- Mary-Sue Cowell
Have you Thanked your Body lately?
I have touched on this before but I really didn't feel like working out and we all have those days. It has been a busy time of doing for others and today I just wanted to crawl back into bed and ignore my earlier post about pushing to just do the 10 or 15 minutes and having the option of bailing after if I wanted to. I didn't want to do any of the minutes! You will be happy to hear I did the 15 minutes... and I still wasn't into it so I took the option to stop and not go any further. I felt good about completing the 15 minute workout and said to myself, "I owed my body that." Dramatic pause, "I owed my body that."
I owed my body that workout? What does that even mean? This body has carried me through life, it has birthed children, fought injury, illness and disease, loved, been loved; all of the things of life has given to me has happened to me in this body. That is effin' remarkable!
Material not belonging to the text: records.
PR #3, opened 2019-01-07
Use pre-commit.js instead of git-pre-commit => removed dependency on yarn

pepakriz:
https://github.com/observing/pre-commit requires more universal syntax for pre-commit definition. So you can use `npm` instead of `yarn` if you want

### DIFF
--- a/package.json
+++ b/package.json
@@ -44,11 +44,13 @@
   },
   "scripts": {
     "build": "tsc",
-    "precommit": "yarn lint",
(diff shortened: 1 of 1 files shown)


B4nan:
TY, I did close #4 with this, because you mentioned it there, but now I am not sure if it really fixes this? Should I keep it opened?

pepakriz:
I opened #4 because this PR is not checked by Travis. Maybe integration is not enabled. I don't see any pipeline.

I am remarkable and my body is the vessel that was created to physically maneuver this thing called life. I AM GRATEFUL FOR THIS BODY. Not because of how it looks, I've been bigger and I've been smaller, I've been stronger and I've been weaker but because of what my body has done and will do for me all the days I will spend on this earth I am so very grateful.
I owe it to myself to be good to my body and appreciate it, just as I am with those around me. I want to be able to enjoy movement well into my old age and in order to get there I need to appreciate what my body can do; not what limits it. If the focus is on CAN instead of cannot I can work within my limitations to improve. I can work on pushing those limits of strength, flexibility and endurance to ensure I am able to play at the playground or on the floor with my daughter (or perhaps grandchildren if that is in my future) or enjoy hiking with the dogs in my retirement.
Thank you to my body for your strength, beautiful uniqueness and allowing me to stand STRONG.
What has your body done for you? Have you thanked it? How can you thank it?